■ Information supplied:

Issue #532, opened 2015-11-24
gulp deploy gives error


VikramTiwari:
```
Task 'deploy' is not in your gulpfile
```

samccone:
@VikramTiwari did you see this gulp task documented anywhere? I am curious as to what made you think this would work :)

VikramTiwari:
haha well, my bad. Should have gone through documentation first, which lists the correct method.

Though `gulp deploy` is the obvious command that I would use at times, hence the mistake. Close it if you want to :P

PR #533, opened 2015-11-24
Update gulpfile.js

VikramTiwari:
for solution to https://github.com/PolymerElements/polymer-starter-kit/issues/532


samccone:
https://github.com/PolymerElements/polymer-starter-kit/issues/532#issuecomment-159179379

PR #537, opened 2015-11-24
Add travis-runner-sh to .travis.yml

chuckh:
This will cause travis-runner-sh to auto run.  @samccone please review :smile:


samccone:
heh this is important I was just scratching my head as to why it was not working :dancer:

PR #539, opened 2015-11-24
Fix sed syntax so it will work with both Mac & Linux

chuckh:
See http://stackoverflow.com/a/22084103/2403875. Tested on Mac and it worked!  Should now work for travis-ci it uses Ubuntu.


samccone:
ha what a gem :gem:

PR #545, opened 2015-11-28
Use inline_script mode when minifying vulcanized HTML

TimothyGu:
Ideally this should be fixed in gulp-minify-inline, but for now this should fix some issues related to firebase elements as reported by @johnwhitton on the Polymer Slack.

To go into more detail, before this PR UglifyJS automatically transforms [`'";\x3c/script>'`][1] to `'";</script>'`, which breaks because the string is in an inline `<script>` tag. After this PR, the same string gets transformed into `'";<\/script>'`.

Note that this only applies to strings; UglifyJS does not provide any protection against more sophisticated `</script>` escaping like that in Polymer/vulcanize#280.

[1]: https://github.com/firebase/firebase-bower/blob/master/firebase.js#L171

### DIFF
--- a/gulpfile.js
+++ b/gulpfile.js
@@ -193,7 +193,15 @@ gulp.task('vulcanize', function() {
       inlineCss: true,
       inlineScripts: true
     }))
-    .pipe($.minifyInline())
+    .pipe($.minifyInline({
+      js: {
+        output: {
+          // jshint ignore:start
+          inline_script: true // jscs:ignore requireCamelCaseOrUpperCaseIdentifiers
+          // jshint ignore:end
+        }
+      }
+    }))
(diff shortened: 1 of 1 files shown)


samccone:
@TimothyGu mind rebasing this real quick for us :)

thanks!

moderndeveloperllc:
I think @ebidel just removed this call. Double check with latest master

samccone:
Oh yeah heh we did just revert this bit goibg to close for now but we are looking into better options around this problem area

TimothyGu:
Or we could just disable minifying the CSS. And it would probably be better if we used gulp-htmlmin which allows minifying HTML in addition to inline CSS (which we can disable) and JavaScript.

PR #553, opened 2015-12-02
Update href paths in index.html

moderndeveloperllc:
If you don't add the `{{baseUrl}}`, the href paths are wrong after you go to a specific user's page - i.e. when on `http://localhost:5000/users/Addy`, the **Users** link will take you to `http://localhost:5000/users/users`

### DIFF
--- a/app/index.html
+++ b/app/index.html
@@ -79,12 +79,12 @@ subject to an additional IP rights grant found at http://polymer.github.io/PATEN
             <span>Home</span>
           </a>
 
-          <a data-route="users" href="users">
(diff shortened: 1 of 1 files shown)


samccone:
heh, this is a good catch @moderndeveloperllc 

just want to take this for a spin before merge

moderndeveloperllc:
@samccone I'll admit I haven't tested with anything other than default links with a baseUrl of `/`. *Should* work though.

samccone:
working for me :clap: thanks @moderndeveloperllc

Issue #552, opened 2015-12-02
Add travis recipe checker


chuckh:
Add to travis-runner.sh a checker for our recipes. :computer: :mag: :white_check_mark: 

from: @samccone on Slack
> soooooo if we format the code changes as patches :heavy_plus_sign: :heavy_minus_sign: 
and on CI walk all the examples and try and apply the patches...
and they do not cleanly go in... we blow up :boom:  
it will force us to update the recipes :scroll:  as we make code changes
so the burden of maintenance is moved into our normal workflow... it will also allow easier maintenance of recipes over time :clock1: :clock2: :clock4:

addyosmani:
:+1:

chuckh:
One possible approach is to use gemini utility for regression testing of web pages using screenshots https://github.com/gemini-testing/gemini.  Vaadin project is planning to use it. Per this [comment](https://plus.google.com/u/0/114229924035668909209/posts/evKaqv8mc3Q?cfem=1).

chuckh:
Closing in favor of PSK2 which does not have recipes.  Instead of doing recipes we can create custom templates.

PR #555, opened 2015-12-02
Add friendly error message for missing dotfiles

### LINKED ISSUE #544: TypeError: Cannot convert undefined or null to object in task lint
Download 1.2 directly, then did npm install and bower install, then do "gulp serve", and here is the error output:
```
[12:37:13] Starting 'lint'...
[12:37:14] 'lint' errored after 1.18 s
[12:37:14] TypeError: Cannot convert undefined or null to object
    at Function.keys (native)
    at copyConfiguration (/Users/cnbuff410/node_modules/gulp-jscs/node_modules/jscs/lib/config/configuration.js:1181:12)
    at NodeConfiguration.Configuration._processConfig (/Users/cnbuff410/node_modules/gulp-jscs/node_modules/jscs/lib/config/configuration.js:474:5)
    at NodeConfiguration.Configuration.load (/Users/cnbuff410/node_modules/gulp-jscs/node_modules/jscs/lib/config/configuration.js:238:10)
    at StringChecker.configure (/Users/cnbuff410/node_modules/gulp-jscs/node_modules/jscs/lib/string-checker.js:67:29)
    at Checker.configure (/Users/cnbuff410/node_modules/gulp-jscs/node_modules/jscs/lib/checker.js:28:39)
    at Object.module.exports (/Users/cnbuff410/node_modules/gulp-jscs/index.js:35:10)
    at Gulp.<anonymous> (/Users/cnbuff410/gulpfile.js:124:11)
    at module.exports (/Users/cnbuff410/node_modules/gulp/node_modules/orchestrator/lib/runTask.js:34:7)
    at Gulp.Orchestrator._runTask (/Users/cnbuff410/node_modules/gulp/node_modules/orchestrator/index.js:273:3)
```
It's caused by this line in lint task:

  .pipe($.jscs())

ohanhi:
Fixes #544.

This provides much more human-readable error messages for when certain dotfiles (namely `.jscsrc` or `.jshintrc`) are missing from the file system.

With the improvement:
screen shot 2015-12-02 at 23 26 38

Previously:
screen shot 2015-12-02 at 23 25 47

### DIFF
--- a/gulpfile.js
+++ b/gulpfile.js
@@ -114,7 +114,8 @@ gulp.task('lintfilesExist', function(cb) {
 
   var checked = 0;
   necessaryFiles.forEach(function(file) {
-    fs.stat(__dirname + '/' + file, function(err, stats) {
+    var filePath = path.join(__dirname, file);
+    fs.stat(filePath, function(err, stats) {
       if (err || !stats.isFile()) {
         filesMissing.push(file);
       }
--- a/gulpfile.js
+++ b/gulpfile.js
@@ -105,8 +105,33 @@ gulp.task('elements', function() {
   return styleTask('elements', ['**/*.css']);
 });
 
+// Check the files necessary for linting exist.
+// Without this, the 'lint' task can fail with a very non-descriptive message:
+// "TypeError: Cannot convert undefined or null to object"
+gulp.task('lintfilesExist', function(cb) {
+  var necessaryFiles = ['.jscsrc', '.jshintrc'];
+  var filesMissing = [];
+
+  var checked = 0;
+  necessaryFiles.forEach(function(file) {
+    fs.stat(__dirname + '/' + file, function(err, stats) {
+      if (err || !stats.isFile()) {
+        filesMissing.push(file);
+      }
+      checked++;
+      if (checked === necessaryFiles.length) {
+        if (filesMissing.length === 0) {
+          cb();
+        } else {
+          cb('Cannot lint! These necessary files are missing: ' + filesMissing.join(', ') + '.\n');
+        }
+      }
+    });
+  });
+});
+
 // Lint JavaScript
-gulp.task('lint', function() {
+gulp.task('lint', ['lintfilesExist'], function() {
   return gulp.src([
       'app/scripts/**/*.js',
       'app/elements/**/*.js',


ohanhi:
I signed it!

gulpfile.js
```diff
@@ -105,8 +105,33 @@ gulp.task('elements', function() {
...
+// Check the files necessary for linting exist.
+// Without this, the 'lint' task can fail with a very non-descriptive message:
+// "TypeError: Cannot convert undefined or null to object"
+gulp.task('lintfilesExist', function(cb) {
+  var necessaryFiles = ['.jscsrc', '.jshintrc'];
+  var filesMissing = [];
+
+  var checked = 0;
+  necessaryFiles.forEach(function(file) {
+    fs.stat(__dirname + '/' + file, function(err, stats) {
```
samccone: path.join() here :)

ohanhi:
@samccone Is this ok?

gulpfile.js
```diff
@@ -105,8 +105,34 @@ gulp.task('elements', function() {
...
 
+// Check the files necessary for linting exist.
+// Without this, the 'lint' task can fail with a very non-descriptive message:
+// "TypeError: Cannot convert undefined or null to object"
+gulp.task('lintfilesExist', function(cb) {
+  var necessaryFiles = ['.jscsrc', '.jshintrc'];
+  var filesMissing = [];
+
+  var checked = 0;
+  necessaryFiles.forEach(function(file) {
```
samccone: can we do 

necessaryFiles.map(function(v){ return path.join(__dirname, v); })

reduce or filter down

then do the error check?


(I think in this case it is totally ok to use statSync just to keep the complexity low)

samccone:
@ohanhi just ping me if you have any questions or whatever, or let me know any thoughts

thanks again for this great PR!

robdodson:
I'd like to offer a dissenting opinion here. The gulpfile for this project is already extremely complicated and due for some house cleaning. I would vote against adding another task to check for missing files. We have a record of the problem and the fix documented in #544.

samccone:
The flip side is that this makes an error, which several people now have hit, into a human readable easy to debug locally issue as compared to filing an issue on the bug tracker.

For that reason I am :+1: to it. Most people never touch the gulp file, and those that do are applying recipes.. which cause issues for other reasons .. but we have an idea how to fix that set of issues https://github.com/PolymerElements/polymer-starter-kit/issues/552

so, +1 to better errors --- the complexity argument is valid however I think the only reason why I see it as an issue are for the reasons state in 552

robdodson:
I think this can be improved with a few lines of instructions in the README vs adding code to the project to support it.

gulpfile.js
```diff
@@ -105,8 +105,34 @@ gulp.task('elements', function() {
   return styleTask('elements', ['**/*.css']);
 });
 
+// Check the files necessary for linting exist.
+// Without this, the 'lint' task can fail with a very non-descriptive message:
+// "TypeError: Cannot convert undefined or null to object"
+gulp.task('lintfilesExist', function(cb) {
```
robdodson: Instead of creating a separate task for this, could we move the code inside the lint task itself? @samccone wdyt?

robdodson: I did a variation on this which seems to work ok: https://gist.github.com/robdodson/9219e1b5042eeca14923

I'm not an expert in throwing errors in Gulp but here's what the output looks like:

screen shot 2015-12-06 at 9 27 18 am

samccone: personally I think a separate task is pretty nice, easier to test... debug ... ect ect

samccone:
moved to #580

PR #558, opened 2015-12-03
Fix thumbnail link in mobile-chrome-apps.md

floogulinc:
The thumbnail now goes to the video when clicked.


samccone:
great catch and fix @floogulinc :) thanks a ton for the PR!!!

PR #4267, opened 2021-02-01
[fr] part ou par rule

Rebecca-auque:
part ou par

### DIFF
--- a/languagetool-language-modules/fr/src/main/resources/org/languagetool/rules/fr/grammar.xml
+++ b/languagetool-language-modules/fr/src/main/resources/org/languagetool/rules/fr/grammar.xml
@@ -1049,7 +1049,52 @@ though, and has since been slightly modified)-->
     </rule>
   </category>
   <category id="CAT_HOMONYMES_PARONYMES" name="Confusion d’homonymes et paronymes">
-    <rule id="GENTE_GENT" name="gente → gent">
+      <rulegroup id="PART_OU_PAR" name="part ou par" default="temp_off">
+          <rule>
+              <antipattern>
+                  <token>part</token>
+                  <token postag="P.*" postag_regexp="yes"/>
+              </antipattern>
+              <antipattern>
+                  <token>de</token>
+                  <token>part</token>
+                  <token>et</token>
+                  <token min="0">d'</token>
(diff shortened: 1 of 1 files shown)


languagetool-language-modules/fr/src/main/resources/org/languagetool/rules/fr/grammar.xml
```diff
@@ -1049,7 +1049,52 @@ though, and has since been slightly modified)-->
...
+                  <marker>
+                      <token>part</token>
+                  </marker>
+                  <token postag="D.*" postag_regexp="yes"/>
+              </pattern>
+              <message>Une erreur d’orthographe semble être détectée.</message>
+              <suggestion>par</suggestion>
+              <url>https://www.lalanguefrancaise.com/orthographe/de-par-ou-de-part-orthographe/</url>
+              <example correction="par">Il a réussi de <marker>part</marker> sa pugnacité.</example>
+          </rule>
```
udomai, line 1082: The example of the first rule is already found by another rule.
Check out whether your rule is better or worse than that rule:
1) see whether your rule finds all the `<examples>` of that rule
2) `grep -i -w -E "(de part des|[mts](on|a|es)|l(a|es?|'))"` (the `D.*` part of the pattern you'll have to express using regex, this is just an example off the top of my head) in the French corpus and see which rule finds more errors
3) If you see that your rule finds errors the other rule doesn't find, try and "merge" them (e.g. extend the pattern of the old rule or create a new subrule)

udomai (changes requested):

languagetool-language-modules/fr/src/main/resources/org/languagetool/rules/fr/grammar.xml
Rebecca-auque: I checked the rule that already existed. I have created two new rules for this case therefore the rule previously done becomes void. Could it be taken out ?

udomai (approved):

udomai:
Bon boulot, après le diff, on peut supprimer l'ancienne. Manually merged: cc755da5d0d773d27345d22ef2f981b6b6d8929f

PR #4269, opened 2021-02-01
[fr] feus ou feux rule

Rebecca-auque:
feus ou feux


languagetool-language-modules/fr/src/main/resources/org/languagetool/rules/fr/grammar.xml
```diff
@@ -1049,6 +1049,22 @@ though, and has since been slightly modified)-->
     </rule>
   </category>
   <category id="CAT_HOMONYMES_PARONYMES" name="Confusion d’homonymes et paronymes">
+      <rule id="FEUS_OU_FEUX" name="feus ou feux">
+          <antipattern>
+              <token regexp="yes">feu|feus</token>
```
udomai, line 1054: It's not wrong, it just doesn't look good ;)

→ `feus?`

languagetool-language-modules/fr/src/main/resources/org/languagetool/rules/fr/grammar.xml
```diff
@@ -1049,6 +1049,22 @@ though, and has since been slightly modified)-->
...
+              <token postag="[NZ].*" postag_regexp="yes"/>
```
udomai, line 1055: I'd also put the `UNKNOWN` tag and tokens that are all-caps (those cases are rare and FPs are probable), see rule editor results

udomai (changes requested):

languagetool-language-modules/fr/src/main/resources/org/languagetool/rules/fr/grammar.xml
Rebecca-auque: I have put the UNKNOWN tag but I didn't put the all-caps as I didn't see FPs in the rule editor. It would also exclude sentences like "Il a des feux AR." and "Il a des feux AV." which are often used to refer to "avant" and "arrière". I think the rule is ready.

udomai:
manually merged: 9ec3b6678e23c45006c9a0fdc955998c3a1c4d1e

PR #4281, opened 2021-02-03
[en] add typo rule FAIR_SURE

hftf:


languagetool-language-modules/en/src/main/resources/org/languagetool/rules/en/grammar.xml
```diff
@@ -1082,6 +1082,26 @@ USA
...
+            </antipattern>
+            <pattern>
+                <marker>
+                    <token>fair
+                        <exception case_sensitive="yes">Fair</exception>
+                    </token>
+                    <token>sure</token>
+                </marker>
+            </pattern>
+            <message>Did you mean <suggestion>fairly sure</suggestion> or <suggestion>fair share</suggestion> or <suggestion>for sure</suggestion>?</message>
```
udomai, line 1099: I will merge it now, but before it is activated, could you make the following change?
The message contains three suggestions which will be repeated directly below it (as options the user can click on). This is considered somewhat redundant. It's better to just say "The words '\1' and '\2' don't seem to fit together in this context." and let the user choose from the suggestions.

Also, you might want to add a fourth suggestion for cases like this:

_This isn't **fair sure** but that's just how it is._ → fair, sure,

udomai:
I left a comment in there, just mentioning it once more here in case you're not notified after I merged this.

■ Exercise description:
Copy each line of the listing that carries the word "errors".

■ Solved exercise:
so, +1 to better errors --- the complexity argument is valid however I think the only reason why I see it as an issue are for the reasons state in 552
I'm not an expert in throwing errors in Gulp but here's what the output looks like:
2) `grep -i -w -E "(de part des|[mts](on|a|es)|l(a|es?|'))"` (the `D.*` part of the pattern you'll have to express using regex, this is just an example off the top of my head) in the French corpus and see which rule finds more errors
3) If you see that your rule finds errors the other rule doesn't find, try and "merge" them (e.g. extend the pattern of the old rule or create a new subrule)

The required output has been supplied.